Cz.8
~ Co się stało? ~
~ Co się stało? ~
N: Czyli jednak mnie pan profesor lubi?-Zapytała a miny pozostałych lekarzy pozostały nie wzruszone bo dobrze znali zagrania Falkowicza i naiwność Niny, dla której wystarczył uśmiech.
F: Do że się do pani uśmiecham nie znaczy że panią lubię, właśnie sobie wyobrażałem że stoi pani w płomieniach.-Nina z bordowiała i wyszła a Falkowicz usiadł za biurkiem.-Adam.-Cisza.-Adam!-Cisza.-Adam do jasnej cholery!!!-Adam podskoczył i wyjął słuchawki z uszu.-Gdzie jest Wiktoria?-Zapytał a po sali przeszły szepty.Adam zrobił dziwną zakłopotaną minę. -Cisza! Nie są państwo w przedszkolu ani w trzeciej klasie! Żeby tak plotkować! Wszyscy którzy się odezwali proszę wstać!-Wstali wszyscy prócz Agaty która przyszła do lekarskiego na mocną kawę.-Adam.-Oddał głos Adamowi.

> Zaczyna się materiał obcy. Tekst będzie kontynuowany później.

PR #627, opened 2022-04-28
(2352) Allow org-level users to submit decision data

Gweaton:
# Changes in this PR

Adds a submit button and functionality to decision data for non-central admin users.

There's still some work to do around the order of statuses here, i.e. whether you should be able to publish a draft status as a central admin, whether you should be able to submit or edit an already-publishedstatus, but this is something we'll iterate on.

### To come in a separate PR:

- Add "submit" to page where users edit data - we'll likely want to refactor our Edit controller for this, and I don't want this PR to get too long to review.

### After

image

image

image


src/decisions/admin/submission.controller.ts
```diff
@@ -0,0 +1,57 @@
...
+  @Put('/:professionId/:organisationId/:year/submit')
+  @Permissions(UserPermission.SubmitDecisionData)
+  async create(
+    @Param('professionId') professionId: string,
+    @Param('organisationId') organisationId: string,
+    @Param('year', ParseIntPipe) year: number,
+    @Res() response: Response,
+    @Req() request: Request,
+  ) {
+    const dataset = await this.decisionDatasetsService.find(
```
bryangaledxw, line 75: Do we want `checkCanChangeDataset` here? `@Permissions(UserPermission.SubmitDecisionData)` alone isn't enough to check that someone is only submitting for their own organisation

bryangaledxw (approved):
LGTM

PR #628, opened 2022-04-28
(2350) Bulk download respects decision data filters

bryangaledxw:
# Changes in this PR

- Bulk CSV export now respects filters

An additional change I've included in this PR is the the exported CSV's filename now includes a timestamp. This makes me nervous from a test robustness PoV. Getting Cypress to inspect a wildcard filename (`decisions-*`) appears to be a Hard Problem, so we rely on both the test server, and the test runner agreeing on the date. Open to thoughts on whether this is a safe assumption or not

### DIFF
--- a/cypress/integration/admin/decisions/index.spec.ts
+++ b/cypress/integration/admin/decisions/index.spec.ts
@@ -336,7 +336,7 @@ function checkCsvDownload(
 
   const filename = path.join(
     Cypress.config('downloadsFolder'),
-    'decisions.csv',
+    `decisions-${format(new Date(), 'yyyyMMdd')}.csv`,
   );
 
   cy.readFile(filename).then((file) => {
--- a/cypress/integration/admin/decisions/index.spec.ts
+++ b/cypress/integration/admin/decisions/index.spec.ts
@@ -51,6 +51,8 @@ describe('Listing decision datasets', () => {
           });
         },
       );
+
+      checkCsvDownload(() => true);
     });
 
     it('I can filter by keyword', () => {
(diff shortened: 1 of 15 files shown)


src/decisions/admin/presenters/decision-datasets.presenter.ts
```diff
@@ -22,7 +22,9 @@ export class DecisionDatasetsPresenter {
     private readonly i18nService: I18nService,
   ) {}
 
-  present(view: DecisionDatasetsPresenterView): IndexTemplate {
+  present(
+    view: DecisionDatasetsPresenterView,
+  ): Omit<IndexTemplate, 'filterQuery'> {
```
Gweaton, line 27: I didn't know about this, I think it's quite a nice approach.

cypress/integration/admin/decisions/index.spec.ts
```diff
@@ -336,7 +336,7 @@ function checkCsvDownload(
 
   const filename = path.join(
     Cypress.config('downloadsFolder'),
-    'decisions.csv',
+    `decisions-${format(new Date(), 'yyyyMMdd')}.csv`,
```
Gweaton, line 339: I think it's safe to assume the test runner and the server agreeing on the date here, particularly as it's a day in the filename, rather than seconds/minutes etc. 

Alternatively, you could look into using [Cypress's clock](https://docs.cypress.io/api/commands/clock#Now) and see if that lets you hardcode a date in this test, but I don't think it's really necessary here.

Gweaton (approved):
This looks great, thanks for your hard work on it.

PR #630, opened 2022-04-29
2319 add sidebar to admin decision data page

richpjames:
# Changes in this PR
This PR adds a sidebar to the admin decision data page which contains:

- The status of the decision data (published/draft/submitted)
- The date that the data was last changed
- The user that last changed the data
- A publicly facing link for the data (currently intentionally blank until functionality has been developed)
- A button to edit the data

A button to download the dataset will be added in a subsequent PR

### Before
image

### After
image

### DIFF
--- a/cypress/integration/admin/decisions/show.spec.ts
+++ b/cypress/integration/admin/decisions/show.spec.ts
@@ -1,3 +1,5 @@
+import { format } from 'date-fns';
+
 describe('Showing a decision dataset', () => {
   context('When I am logged in as editor', () => {
     beforeEach(() => {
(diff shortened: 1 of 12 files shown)


src/decisions/admin/decisions.controller.spec.ts
```diff
@@ -433,11 +433,30 @@ describe('DecisionsController', () => {
         mockTables,
       );
 
+      Object.defineProperties(DecisionDatasetPresenter.prototype, {
+        changedBy: {
```
richpjames, line 437: This is a workaround for this bug: https://github.com/facebook/jest/issues/9675
TLDR: Jest's spyOn doesn't work for instance getters

richpjames: This means we can't assert that the presenter has been called with the expected values as we can't spy on the getters but this functionality is tested, at a higher level, in the e2e tests

src/helpers/format-status.helper.spec.ts
```diff
@@ -63,7 +63,7 @@ describe('formatStatus', () => {
     it('returns a yellow tag', () => {
       const i18nService = createMockI18nService();
 
-      const result = formatStatus(OrganisationVersionStatus.Draft, i18nService);
+      const result = formatStatus(DecisionDatasetStatus.Draft, i18nService);
```
Gweaton, line 66: I'm a bit unclear on the reason behind this change. The commit message suggests this is adding a new status, but weren't we already showing the status in the decision data table? I think we can probably remove this commit.

If you're keen on having a test for this status, it's probably an idea to either do it in its own test, or test a couple of variables in this test with different `Draft` statuses, but I don't think it's necessary here.

src/decisions/presenters/decision-dataset.presenter.spec.ts
```diff
@@ -180,6 +182,33 @@ describe('DecisionDatasetPresenter', () => {
...
+
+        const presenter = new DecisionDatasetPresenter(dataset, i18nService);
+
+        expect(presenter.changedBy).toEqual({
+          name: 'example',
+          email: 'test@test.com',
+        });
+      });
+
+      it("if the dataset doesn't have a user it returns their name and email address", () => {
```
Gweaton, line 203: Should this be `returns null`?

cypress/integration/admin/decisions/show.spec.ts
```diff
@@ -77,5 +79,92 @@ describe('Showing a decision dataset', () => {
...
+            .contains(publicFacingLinkButtonText)
+            .contains('a')
+            .click()
+            .url()
+            .should('contain', '');
+        },
+      );
+    });
+
+    it('I can publish the data by clicking the publish button', () => {
```
Gweaton, line 152: This is covered by the `publish.spec` now, so I think we can remove it from here.

views/admin/decisions/show.njk
```diff
@@ -26,7 +51,7 @@
               }}
             </li>
           {% endif %}
-          {% if 'submitDecisionData' in permissions and not (datasetStatus === 'submitted') %}
+          {% if 'submitDecisionData' in permissions and not(datasetStatus === 'submitted') %}
```
Gweaton, line 54: Was this not working as expected before?

Gweaton (approved):
This looks good to me - a few minor things but this is good to go after that!

src/helpers/format-status.helper.spec.ts
richpjames: Yeah looking back I think this test is redundant and removing this change is the best option.

views/admin/decisions/show.njk
richpjames: This was formatted automatically on save by Prettier. I opted to go with it as it doesn't seem to make a difference semantically and it's easier to not be fighting Prettier but I am happy to back it out if you'd prefer

src/decisions/presenters/decision-dataset.presenter.spec.ts
richpjames: Yep

views/admin/decisions/show.njk
Gweaton: I'm not sure how reliable Prettier is with `njk` files (we've been struggling to find a reliable config), but it might be better to commit things like this in their own commit (e.e. `Format file with prettier`) so it doesn't introduce overhead in another commit. I don't mind this going in now though.

richpjames: Good point - in future I will add formatting in a seperate commit. 
I am going to re-add the space so it's consistent with the rest of the codebase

Ad: Głupie pytanie-Zdenerwowany wyszedł z lekarskiego. Falkowicz spojrzał na wściekłą Agatę.
F: Pani Agato.-Powiedział zastanawiając się co się stało.
Ag: Wiktorii dla pana nie było, nie ma i nie będzie. Za bardzo ją pan zawiódł.-Falkowicz spojrzał dziwnie na Agatę.-Proszę więcej nie nasyłać Kingi na Wiktorię. Ona panu zaufała a pan..-Wściekła zabrała kawę i wyszła z lekarskiego Falkowicz posiedział jeszcze chwilę i sam wyszedł. Poszedł do gabinetu w którym czekała na niego Kinga Walczyk z ojcem.
F: Co się tu dzieje?!-Zapytał i zamkną drzwi na klucz, po czym usiadł za biurkiem.
O: Panie profesorze. Proponuje panu małżeństwo z moją córką. W zamian dostanie pan realizacje leku.
K: Co ty na to kochanie.Już ta ruda ździra nam nie przeszkodzi bo za pół godziny ma samolot do Hiszpanii.
F: Na jakim lotnisku?-Zapytał spokojnie odgarniając kosmyk włosów Kingi za ucho.
K: Okęcie... - Falkowicz w 5 sekund znalazł się przy biurku chwycił kluczyki i pojechał oczekując cudu.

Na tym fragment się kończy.